It’s as if somebody let a relief valve off in the business but the last 12 months have been the most challenging I’ve encountered.

There are any amount of column inches dedicated to moaning about the weather so I’m going to be brief. It rained every four days when we didn’t want it and then it didn’t rain when we did.

That’s a bit of an issue for a business like ours with crops that need water at certain times and don’t really want too much at other times.

In terms of the winter, we came through it only for the investment we made a few years back in chaser bins that have tandem-axle, low ground pressure 710s. They earned their bread in the winter gone by allowing us to keep all trailers off the field and giving us flexibility around harvest.

Since then, the investment in irrigation has stood to us. At one point, we had four irrigation reels running 24 hours a day to keep crops watered during an unprecedented drought.

We have been chipping away over the last few years adding weather mitigation equipment, irrigation, straw-laying equipment for frost protection, chaser bins to keep trailers off the field and the machines to operate the above but all that comes at a cost – a fairly substantial capital investment cost.
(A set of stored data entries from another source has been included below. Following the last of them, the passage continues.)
PR #1327, opened 2018-11-14
Fix: volume should not change on onAudioFocusChange event

ddudek:
#### Update the documentation
Not a new feature

#### Update the changelog
Updated.

1. Set muted property to "true" or volume to anything other than 1.f
2. Play the video, make the audio focus change (e.g. other notification sound playing)
Result: volume is set to 0.8f for a while and then resets to 1.0f
Expected: volume should set to 0.8 of current volume, and then get back to previous volume

#### Describe the changes
I'm saving current volume in a field, and make audio focus change listener use the current volume value instead of harcoded levels.


cobarx:
Well done! Nice diagnosis and fix. 

When muting, we should save the current volume and restore it when unmuting, but that can be a separate fix. Feel free to push a separate PR for that.

PR #1346, opened 2018-11-24
Manual Installation (iOS) - Update onVideoSaved

ajsmth:
this missing proptype was throwing an error with the packager, not sure if this is because I elected to manually install instead of taking the cocoa pods route. in either case, there is an onVideoSaved method declaration in RCTVideoManager that I cant seem to find anywhere else (in the docs or Video.js)


ajsmth:
looks like this was because I was using the wrong package version for my RN version (0.55). downgrading to 3.2.1 works fine 👍 I hope this helps someone else in the future

cobarx:
It looks like this was left over from some of the work done on the `save()` code. I checked and that event isn't used anywhere, so I'm going to remove it. Thanks for pointing this out.

PR #1351, opened 2018-11-28
Fire onSeek after seek completes on Android, document onSeek

cobarx:
The implementation for onSeek was incorrect on both Android MediaPlayer & ExoPlayer. The code would generate a seekEvent before performing the seek, which is pretty much useless. I've updated the code to wait until we receive a seek complete event from the player and then generate the event. That way we can get the actual position post-seek. This matches the behavior for iOS.

This event wasn't documented, so I've added that as well.


dylancom:
Thanks!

There are a lot of growers who for various reasons are in a situation where they couldn’t get water to crops during the drought. It’s pretty grim and your heart would break looking at what were excellent crops now looking close to something that only a rotovator will go through. In terms of the costs of mitigating the drought, the level of investment in irrigation needed is only barely justifiable over taking the crop loss in an extreme year. It’s not a straightforward decision.
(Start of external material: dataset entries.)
Issue #3579, opened 2024-03-11
[Feature]: Add ability to show/hide subtitles while still selecting a text track.


coofzilla:
### Description

Introduce the ability to independently select and hide text tracks, enabling developers to access subtitle data without displaying it during playback. 

### Why it is needed ?

This feature is crucial for apps that use subtitles to overlay additional information ( e.g., sports scores ) on videos without showing the subtitle text itself. Currently, disabling the `selectedTextTrack` also stops the subtitle data from being accessible; which, limits the creative use of subtitles for overlays.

One way or another, the cost of growing crops in the last number of years seems to be sky-rocketing with not only weather-related costs and losses, but also a never ending increasing labour bill.

Traditionally, in a situation like this, the produce from the UK or the continent where they wouldn’t have had the same issues would undermine the cost of Irish produce but this year the problems are all over Europe and the UK, so fresh produce of any kind is in very short supply.

With the rain coming, new challenges are emerging with further weed flushes coming in the crop, disease burden increasing and the decision whether to lift irrigation pipes is on us.

The lifting of irrigation pipe is a big one for us at the moment as the fear would be that we would tempt fate too much and prompt another prolonged dry period.

We are so scarred from the last 12 months that we aren’t sure whether to fear a prolonged dry period or another prolonged wet period.

We don’t mind if this is the new normal, if it is we can cut our cloth to fit but it’s the uncertainty that is causing the issues.